Picture a scene in which highly valued objects d’art are being examined and appraised for their worth. Laid out is a precise system for emptying your baggage, your self-worth, your memories, and displaying them in a visual system of objects, a classification order intending to be a mirror of yourself. Part performance, part interactive art, the Object Fetish Atelier (OFA) seeks to help people understand the meaning and the emotional attachment behind the things they carry with them everyday.
More than interactive art, the OFA offers a service using the metaphor of renegade art agents, who engender the user to question the objects in their posession. Today, the selection process behind the objects we buy is all the more essential, in light of the new economic order. In our consumer society, we tend to buy certain objects because we are told that it is like nothing else; in reality, we also buy certain objects because everyone else has done so.
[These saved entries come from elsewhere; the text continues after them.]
PR #271, opened 2022-03-14
KK-839 | Events occurrences have to be on the same year

charn:
This PR adds business logic which enforces all occurrences of an event to take place within the same year.

Also adds ChildNode.pastEnrolmentCount


events/schema.py
```diff
@@ -84,6 +85,26 @@ def validate_enrolment_deletion(enrolment):
         )
 
 
+def validate_occurrence(kwargs, occurrence: Occurrence = None):
```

In such a way, these objects are a way for us to project onto its entity our desires, and allows us to become oneself through the accumulation of such objects. We aim to have the user question the things they own and our appraisal of these objects will imbue them with new life, allowing them to extend beyond mere objectification and rather, giving the owner a chance to develop a new love affair.
PROCESS:
Under the cloak of the OFA, we will ask participants to drop off the contents of their purse, pockets, bags, etc. onto a tray that will be engraved with a matrix that is broken down between different emotional states. The agents will than insert the tray under a camera that will take in the contents of the tray and going through an array of pixels will distinguish the objects from each other as well as their specific location on the tray. Using an algorithm in Java that we will develop, the final output will take the user’s objects and create a visual system in a spatial panoply that arranges their objects according to either: (a) emotional state; (b) color; and (c) size/shape.
PROJECT REQUIREMENTS:
In order to accomplish this, we will need to borrow a black table, on top of which we will build a hutch that will house our camera and lighting equipment. Within the hutch the trays will be inserted. Underneath the tray we will place a sheet of retro-reflective material under a sheet of clear plexi. We will also need an LCD screen to display the visual output.
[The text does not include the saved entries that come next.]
PR #272, opened 2022-03-18
KK-839 | Add query for child's upcoming events and event groups

charn:
This PR adds an API to query all upcoming events and event groups for a child (`ChildNode.upcomingEventsAndEventGroups`). As opposed to the `availableEventsAndEventGroups` the new query also includes upcoming events to which the child might not be eligible to enroll.

`EventGroupNode` and `EventNode` include a new field `canChildEnroll(childId: ID)` which indicates if enrolling to the event is possible for the given child.

### DIFF
--- a/events/models.py
+++ b/events/models.py
@@ -40,6 +40,15 @@ class EventGroupQueryset(TranslatableQuerySet):
     def published(self):
         return self.filter(published_at__isnull=False)
 
+    def upcoming(self):
+        return self.filter(events__occurrences__time__gte=timezone.now()).distinct()
+
+    def upcoming_with_leeway(self):
+        return self.filter(
+            events__occurrences__time__gte=timezone.now()
+            - timedelta(minutes=settings.KUKKUU_ENROLLED_OCCURRENCE_IN_PAST_LEEWAY)
+        ).distinct()
+
 
 class EventGroup(TimestampedModel, TranslatableModel):
     translations = TranslatedFields(
@@ -80,6 +89,26 @@ class EventGroup(TimestampedModel, TranslatableModel):
 
     def can_user_publish(self, user):
         return user.can_publish_in_project(self.project)
+
+    def can_child_enroll(self, child) -> bool:
+        """Check if the child can enroll to an event in the event group."""
+
+        if occurrence := Occurrence.objects.filter(event__event_group=self).first():
+            # Need to have at least one occurrence
+            year = occurrence.time.year
+        else:
+            return False
+
+        if (
+            child.occurrences.filter(time__year=year).count()
+            >= child.project.enrolment_limit
+        ):
+            return False
+
+        if child.occurrences.filter(event__event_group=self).exists():
+            return False
+
+        return True
 
     def publish(self):
         unpublished_events = self.events.unpublished()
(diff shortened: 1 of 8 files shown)


events/schema.py
```diff
@@ -238,6 +240,14 @@ def resolve_ticket_system(self, info, **kwargs):
         # Event object is needed for resolving EventTicketSystem fields
         return self
 
+    def resolve_can_child_enroll(self: Event, info, **kwargs) -> Optional[bool]:
+        child_id = get_node_id_from_global_id(kwargs["child_id"], "ChildNode")
+        try:
+            child = Child.objects.user_can_view(info.context.user).get(id=child_id)
+        except Child.DoesNotExist:
+            return None
```
nikomakela, line 248: Shouldn't this raise an exception? At least the None does not add anything related to False, so I wonder why the None should ever be returned. A minor thing, but I would like to hear other opinions.

events/schema.py
```diff
@@ -301,6 +312,14 @@ def get_node(cls, info, id):
     def resolve_translations(self, info, **kwargs):
         return self.translations.order_by("language_code")
 
+    def resolve_can_child_enroll(self: EventGroup, info, **kwargs) -> Optional[bool]:
+        child_id = get_node_id_from_global_id(kwargs["child_id"], "ChildNode")
+        try:
+            child = Child.objects.user_can_view(info.context.user).get(id=child_id)
+        except Child.DoesNotExist:
+            return None
```
nikomakela, line 320: same thing as with `resolve_can_child_enroll`. Is the None there in purpose and thought through?

events/models.py
```diff
@@ -40,6 +40,15 @@ def user_can_view(self, user):
     def published(self):
         return self.filter(published_at__isnull=False)
 
+    def upcoming(self):
+        return self.filter(events__occurrences__time__gte=timezone.now()).distinct()
+
+    def upcoming_with_leeway(self):
+        return self.filter(
+            events__occurrences__time__gte=timezone.now()
+            - timedelta(minutes=settings.KUKKUU_ENROLLED_OCCURRENCE_IN_PAST_LEEWAY)
```
nikomakela, line 49: What if the client could decide the amount of leeway minutes? No configuration needed then (or a default value could be added).

events/schema.py
```diff
@@ -977,7 +996,10 @@ def mutate_and_get_payload(cls, root, info, **kwargs):
 class Query:
     events = DjangoFilterConnectionField(EventNode)
     events_and_event_groups = graphene.ConnectionField(
-        EventOrEventGroupConnection, project_id=graphene.ID()
+        EventOrEventGroupConnection,
+        project_id=graphene.ID(),
+        upcoming=graphene.Boolean(),
+        upcoming_with_leeway=graphene.Boolean(),
```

ABSTRACT: For those of us without any vision impairment, the world is a visually rich environment; and we have learned to base many of our judgments and actions upon what we are able to see. For those of us without this ability however, the task becomes that much more difficult. There are several options I believe however in the future in which cameras can aid in the endeavor towards helping vision impairment become a thing of the past.
(1) THE CONTACT CAMERA
The notion of a camera as portable is important in our increasingly mobile society. The ubiquitous cell phone camera has literally infiltrated the market so much so that the cost of production is minimal yet the instant feedback is intensely satisfying. Yet despite the fact that we most always have this camera with us given our latent dependencies on cell phones, it still requires the explicit step of centering this camera over our frame of view which at times can be inconvenient and conspicuous. Enter the world of nanotechnology and biological enhancement to create the Contact Camera.
Current research is being done at the University of Washington to create the Bionic Contact Lens which opens up possibilities of bringing the digital world into our everyday environment, projecting information and data before our very eyes. Digital contact lenses could be embedded with microscopic electronic circuity that will allow the wearer to not analyze their environment the way a camera sees it in terms of light levels, GPS positioning, and other metadata, but also in honing the eye to a new way of perception and memory. Gone are the days of forgetting a certain event or object, the contact camera would be able to instantly transfer data over a wireless network to a databanks that would become warehouses of images, memories, emotions, information and more.
I believe that there could be further implementations of the camera that would be used towards the possible use of the contact camera as enabling the blind to see. Research done at MIT’s Center for Advanced Visual Studies has shown that projecting images past the damaged parts of the eye directly onto the retina are registered and recognized by the brain, enabling people to see. Their current prohibitive areas are currently cost and the size of the machine used for this technology which the contact camera could possibly resolve.
(2) CAMERA IN THE THIRD-DIMENSION!
Computer vision is already trained to reconstruct 3D environments from one or several images which can be simply a set of points in space or reconstructing a more complex surface model. Though currently heavy in its implementation, future models of a camera could possibly quickly produce 3D physical models to be read by the blind along with a voice recording device that would provide additional information. Although only a conceptual prototype for now, the Touch Sight camera uses these ideas by using a Braille display sheet which than displays a 3D image by embossing the surface, allowing the user to touch their photo.